# [Try it]
Gather each line containing the string "then" from these entries.
++++++++++
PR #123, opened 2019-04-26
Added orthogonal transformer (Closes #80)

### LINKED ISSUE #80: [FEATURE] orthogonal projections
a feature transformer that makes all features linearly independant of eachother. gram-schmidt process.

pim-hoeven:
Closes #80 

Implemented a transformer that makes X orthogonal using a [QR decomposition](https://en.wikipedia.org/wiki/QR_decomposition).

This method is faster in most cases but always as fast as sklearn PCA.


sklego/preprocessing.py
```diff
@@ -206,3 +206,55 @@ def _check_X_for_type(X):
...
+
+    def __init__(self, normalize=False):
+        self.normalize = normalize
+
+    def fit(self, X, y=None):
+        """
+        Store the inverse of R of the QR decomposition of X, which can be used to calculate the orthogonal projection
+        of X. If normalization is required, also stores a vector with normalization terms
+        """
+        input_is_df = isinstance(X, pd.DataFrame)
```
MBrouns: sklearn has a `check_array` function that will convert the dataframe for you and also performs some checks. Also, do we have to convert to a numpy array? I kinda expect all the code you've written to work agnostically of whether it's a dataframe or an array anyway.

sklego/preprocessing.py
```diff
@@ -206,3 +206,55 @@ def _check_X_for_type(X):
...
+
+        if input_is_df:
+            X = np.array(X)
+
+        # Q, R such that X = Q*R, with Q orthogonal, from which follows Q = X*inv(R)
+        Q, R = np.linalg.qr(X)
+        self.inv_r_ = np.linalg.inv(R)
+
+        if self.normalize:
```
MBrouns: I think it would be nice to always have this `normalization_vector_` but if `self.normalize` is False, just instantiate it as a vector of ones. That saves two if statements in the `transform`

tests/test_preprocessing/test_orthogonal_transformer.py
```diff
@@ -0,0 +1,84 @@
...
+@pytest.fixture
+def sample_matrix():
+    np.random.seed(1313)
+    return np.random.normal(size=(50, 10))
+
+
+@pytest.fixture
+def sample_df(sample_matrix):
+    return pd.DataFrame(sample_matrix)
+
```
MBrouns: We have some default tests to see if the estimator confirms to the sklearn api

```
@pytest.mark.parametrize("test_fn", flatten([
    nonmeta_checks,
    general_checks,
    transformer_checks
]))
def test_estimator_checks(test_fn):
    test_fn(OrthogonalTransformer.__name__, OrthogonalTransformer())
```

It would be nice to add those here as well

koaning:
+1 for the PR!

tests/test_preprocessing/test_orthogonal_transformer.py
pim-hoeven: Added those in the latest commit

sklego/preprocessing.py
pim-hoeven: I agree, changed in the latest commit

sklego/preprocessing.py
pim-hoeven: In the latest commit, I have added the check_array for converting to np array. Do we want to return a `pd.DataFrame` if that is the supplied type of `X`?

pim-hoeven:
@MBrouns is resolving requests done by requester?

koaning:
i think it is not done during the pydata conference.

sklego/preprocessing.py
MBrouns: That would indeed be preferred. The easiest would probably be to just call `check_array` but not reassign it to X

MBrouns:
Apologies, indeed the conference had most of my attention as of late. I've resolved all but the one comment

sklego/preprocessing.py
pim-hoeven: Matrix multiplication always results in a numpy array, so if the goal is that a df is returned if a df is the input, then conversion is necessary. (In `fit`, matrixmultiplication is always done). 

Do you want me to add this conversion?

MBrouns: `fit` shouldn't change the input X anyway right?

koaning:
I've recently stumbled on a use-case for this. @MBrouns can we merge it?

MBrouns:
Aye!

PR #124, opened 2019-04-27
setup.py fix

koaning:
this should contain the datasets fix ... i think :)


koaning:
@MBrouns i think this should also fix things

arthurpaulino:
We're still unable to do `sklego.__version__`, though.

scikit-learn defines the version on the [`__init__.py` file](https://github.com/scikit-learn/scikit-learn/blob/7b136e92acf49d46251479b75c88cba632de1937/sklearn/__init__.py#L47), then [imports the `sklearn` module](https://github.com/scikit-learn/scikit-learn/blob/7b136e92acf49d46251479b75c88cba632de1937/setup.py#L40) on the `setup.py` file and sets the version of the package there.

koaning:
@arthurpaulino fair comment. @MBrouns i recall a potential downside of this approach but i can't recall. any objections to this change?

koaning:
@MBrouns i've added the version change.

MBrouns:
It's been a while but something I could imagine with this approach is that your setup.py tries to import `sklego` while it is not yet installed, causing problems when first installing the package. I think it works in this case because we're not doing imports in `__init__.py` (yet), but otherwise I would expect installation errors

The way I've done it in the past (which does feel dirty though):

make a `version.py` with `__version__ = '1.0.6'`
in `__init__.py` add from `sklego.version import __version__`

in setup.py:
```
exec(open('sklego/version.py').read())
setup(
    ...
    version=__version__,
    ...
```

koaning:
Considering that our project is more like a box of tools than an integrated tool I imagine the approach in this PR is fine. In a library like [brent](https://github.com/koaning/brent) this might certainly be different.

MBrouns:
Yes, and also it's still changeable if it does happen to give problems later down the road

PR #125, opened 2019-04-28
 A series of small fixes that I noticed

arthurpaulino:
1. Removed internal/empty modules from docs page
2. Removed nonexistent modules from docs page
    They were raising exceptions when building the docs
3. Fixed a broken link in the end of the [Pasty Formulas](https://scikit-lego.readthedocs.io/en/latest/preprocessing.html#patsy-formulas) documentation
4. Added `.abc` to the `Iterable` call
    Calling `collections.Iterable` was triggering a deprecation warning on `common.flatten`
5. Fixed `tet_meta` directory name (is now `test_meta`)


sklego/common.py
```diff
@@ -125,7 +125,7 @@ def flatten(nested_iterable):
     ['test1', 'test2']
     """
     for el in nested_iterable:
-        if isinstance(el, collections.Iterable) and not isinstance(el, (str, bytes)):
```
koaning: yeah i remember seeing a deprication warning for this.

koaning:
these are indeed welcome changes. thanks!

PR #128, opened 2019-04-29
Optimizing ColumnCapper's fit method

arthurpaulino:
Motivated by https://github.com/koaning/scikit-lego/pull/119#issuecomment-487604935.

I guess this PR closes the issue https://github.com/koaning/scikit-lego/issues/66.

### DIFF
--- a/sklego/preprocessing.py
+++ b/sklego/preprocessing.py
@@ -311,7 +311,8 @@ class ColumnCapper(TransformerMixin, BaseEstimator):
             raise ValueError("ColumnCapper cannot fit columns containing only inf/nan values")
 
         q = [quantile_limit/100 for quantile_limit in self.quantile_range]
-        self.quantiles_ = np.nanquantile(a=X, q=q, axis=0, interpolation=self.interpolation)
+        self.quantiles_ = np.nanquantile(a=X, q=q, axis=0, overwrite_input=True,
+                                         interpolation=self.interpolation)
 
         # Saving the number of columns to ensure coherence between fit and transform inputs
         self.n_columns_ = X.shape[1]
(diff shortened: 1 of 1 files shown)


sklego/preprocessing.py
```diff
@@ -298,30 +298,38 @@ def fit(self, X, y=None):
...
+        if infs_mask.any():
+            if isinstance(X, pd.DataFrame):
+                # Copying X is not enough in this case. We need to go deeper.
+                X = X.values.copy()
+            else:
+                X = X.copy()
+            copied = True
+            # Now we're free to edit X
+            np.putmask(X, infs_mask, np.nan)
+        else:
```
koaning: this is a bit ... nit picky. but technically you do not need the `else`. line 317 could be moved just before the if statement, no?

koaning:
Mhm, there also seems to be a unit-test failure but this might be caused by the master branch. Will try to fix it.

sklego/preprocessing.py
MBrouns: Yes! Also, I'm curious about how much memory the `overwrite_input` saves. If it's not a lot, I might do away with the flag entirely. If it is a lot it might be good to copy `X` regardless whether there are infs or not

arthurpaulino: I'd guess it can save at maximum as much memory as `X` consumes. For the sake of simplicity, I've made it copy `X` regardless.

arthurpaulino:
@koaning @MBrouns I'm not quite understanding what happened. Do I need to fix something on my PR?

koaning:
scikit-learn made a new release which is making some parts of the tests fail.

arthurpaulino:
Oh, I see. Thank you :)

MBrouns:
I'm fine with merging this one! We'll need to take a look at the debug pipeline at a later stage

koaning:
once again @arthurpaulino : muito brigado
++++++++++
# [Answer space]
pim-hoeven: Matrix multiplication always results in a numpy array, so if the goal is that a df is returned if a df is the input, then conversion is necessary. (In `fit`, matrixmultiplication is always done). 
scikit-learn defines the version on the [`__init__.py` file](https://github.com/scikit-learn/scikit-learn/blob/7b136e92acf49d46251479b75c88cba632de1937/sklearn/__init__.py#L47), then [imports the `sklearn` module](https://github.com/scikit-learn/scikit-learn/blob/7b136e92acf49d46251479b75c88cba632de1937/setup.py#L40) on the `setup.py` file and sets the version of the package there.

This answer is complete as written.